| HN Mirror

Y	Hacker News new \| ask \| show \| jobs

by ismarc 4983 days ago

When I saw the title, I thought it was going to be coverage of how under-the-hood EventMachine's model only allows it to scale up to a certain throughput per-process (which is reasonably high for most uses of it) or how there is some fundamental complexity in how it's written that pretty much guarantees there will be livelock conditions (and deadlock conditions). So I share your bewilderment about why they chose the things to highlight that they did.

The lock conditions it has are for particular workloads at particular throughput/utilization, so 99% of the people using it won't hit those conditions initially (and a lot of people aren't writing systems that will ever reach those limits). However, we have a particular service that acts as a TCP multiplexer/router/load balancer to provide high availability for some of our mission critical applications.
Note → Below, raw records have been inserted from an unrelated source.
PR #680, opened 2023-11-01
OnnxMatMul4Quantizer: Suppress quantizer logs, no tmp_dir

jambayk:
## Describe your changes
`MatMul4BitsQuantizer` uses logging.basicConfig to set level to INFO and prints very verbose logs at INFO level. Suppress these logs by manually setting the loggers level to `ERROR`. 
Update ort version requirement to `>=1.16.2` since the quantizer will be added to 1.16.2.

Remove the save to tmp_dir -> load -> save steps since it is not needed. We only need to sort the model topologically before saving the model to file. Refer to this discussion for more context https://github.com/microsoft/Olive/pull/641#discussion_r1373793462. 

`llama.py`: Correct description for `--only_config` option. Create a new user_script file for the workflow instead of updating the original one.

### DIFF
--- a/examples/llama2/llama2.py
+++ b/examples/llama2/llama2.py
@@ -92,7 +92,7 @@ def main(raw_args=None):
     config_name = f"llama2_{device}_{gqa}"
 
     # create user script
-    user_script_path = Path(__file__).parent / f"user_script.py"
+    user_script_path = Path(__file__).parent / "user_script.py"
     config_script_path = Path(__file__).parent / f"{config_name}_user_script.py"
     update_user_script(user_script_path, config_script_path, model_name)
 
@@ -102,7 +102,7 @@ def main(raw_args=None):
     template_json = json.loads(template_json)
 
     # dump config
-    with open(f"llama2_{device}_{gqa}.json", "w") as f:  # noqa: PTH123
+    with open(f"{config_name}.json", "w") as f:  # noqa: PTH123
         json.dump(template_json, f, indent=4)
 
     if not args.only_config:
--- a/examples/llama2/llama2.py
+++ b/examples/llama2/llama2.py
@@ -49,7 +49,7 @@ def get_args(raw_args):
         "--only_config",
         action="store_true",
         required=False,
-        help="Whether to use GQA(grouped query attention) instead of MHA(multi-head attention).",
+        help="Whether to only dump the config file without running the optimization.",
     )
 
     return parser.parse_args(raw_args)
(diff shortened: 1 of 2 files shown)


examples/llama2/llama2.py
```diff
@@ -87,12 +87,20 @@
...
-    # update user script
-    user_script_path = Path(__file__).parent / "user_script.py"
-    update_user_script(user_script_path, model_name)
-
     device = "gpu" if args.gpu else "cpu"
     gqa = "gqa" if args.use_gqa else "mha"
+    config_name = f"llama2_{device}_{gqa}"
+
+    # create user script
+    user_script_path = Path(__file__).parent / f"user_script.py"
```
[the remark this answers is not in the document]
jambayk: Resolved

olive/passes/onnx/quantization.py
```diff
@@ -536,24 +536,24 @@ def _run_for_config(
...
 
-        if version.parse(OrtVersion) < version.parse("1.17.0"):
-            raise OlivePassError("MatMul4BitsQuantizer is only supported in onnxruntime >= 1.17.0")
+        if version.parse(OrtVersion) < version.parse("1.16.2"):
+            raise OlivePassError("MatMul4BitsQuantizer is only supported in onnxruntime >= 1.16.2")
 
         from onnxruntime.quantization.matmul_4bits_quantizer import MatMul4BitsQuantizer
 
+        # MatMul4BitsQuantizer sets basicConfig to INFO and prints verbose logs as INFO, suppress them
+        # TODO(jambayk): Use the ort logging severity from the workflow if we expose it as environment variable
```
guotuofeng, line 545: Actually, the ort logging severity only impact the logging in c++ code. when I tried last week, I have to use getLogger().setLevel to change the root logger verbosity to make sure the messages could be logged out.

so, do we need change the root logger level so to output the ORT python messages?

jambayk: Yes, I looked at the ort logging severity only works for c++. 
I will thinking whether we would want to set the same logging level for ort python logging by setting the logger for the ort modules at the same level. 

We don't need to change the root logger. Just need to change the level for the logger for the given name space. 
I don't think it is recommended for packages to do anything to the root logger or use basic config. The ort package should not have done that too.

guotuofeng: In this week, I have to manually set the root logger level to troubleshoot why the quant_pre_process silently fail(the process exit silently). We need find way to config the ORT python logger level from troubleshooting point of view.

jambayk: This sounds good to me. If the logger is created using `logging.getLogger(__name__)`, it makes it easier for us since we could do `logging.getLogger("onnxruntime").setLevel(...)` to set it for ort. 
Or else, I don't know what else we could do without touching the root logger/

guotuofeng: Actually, I tried to logging.getLogger("onnxruntime").setLevel(...) but the log is not shown correctly. I don't spend time to investigate the root cause.

guotuofeng (approved):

A little over a year ago, I initially wrote it using EventMachine in a couple of weeks, then spent almost a month trying to find what I thought was a bug in my code where a full deadlock would occur if 3 or more connections were established in a small enough time frame. Turned out to be a bug in EventMachine. After fixing that one, I found another where if 5 or more open connections fired the same event within a small enough time frame, all 5 would hit livelock and given enough connections hitting the condition, the whole process would deadlock. Once I hit the second bug in EventMachine itself directly related to concurrency handling, I switched to Netty and rewrote the whole thing in Scala in about a week and it's been rock solid since.

I've been doing some development on the side in Go because its particular flavor of types and concurrency model is fascinating. It's not that Go is anti-event, it's that it's overwhelmingly stream oriented (not low-level streams, but data streams). Once I finally hit that moment of clarity that goroutines/channels was all about connecting streams of data and not connecting raw streams, they became a much more natural solution. However, don't get me started on the difference between a non-blocking read on a channel and a blocking read on a channel.

1 comments

tptacek 4982 days ago

You're threading, I presume? We do high speed high connection rate work in EventMachine (for instance, to work with order entry for trading exchanges) and have never seen anything like this --- but we religiously avoid Ruby threads.

ismarc 4982 days ago

Yeah we are, as it was the least-convoluted method for handling the multiplexing (but wanting to maintain the same handler for all of them). Burned entirely too much time assuming that documented ways to handle things were actually rock solid, not rarely used. The first bug where 3 connections could deadlock everything was unrelated to threading. It was related to how it created identifiers for each connection and would create identical identifiers for two different connections so it would think there was data pending for a socket, but the data had already been read, so it tried to do a blocking read when there wasn't data to read. I never fully tracked down the second bug, but it was more likely related to using threading.

One thing we did have was a large majority of the connections were coming from the same IP (but different source port) and a peak connection rate of ~200 connections per second per server and would last a few seconds (so at any given moment, roughly 1000 connections being established or with data in flight). I'd be really interested in hearing what your traffic patterns are roughly like (and hand-wavy what you have event machine doing, like proxying requests, building/returning its own responses, etc.) if you're willing to share at all.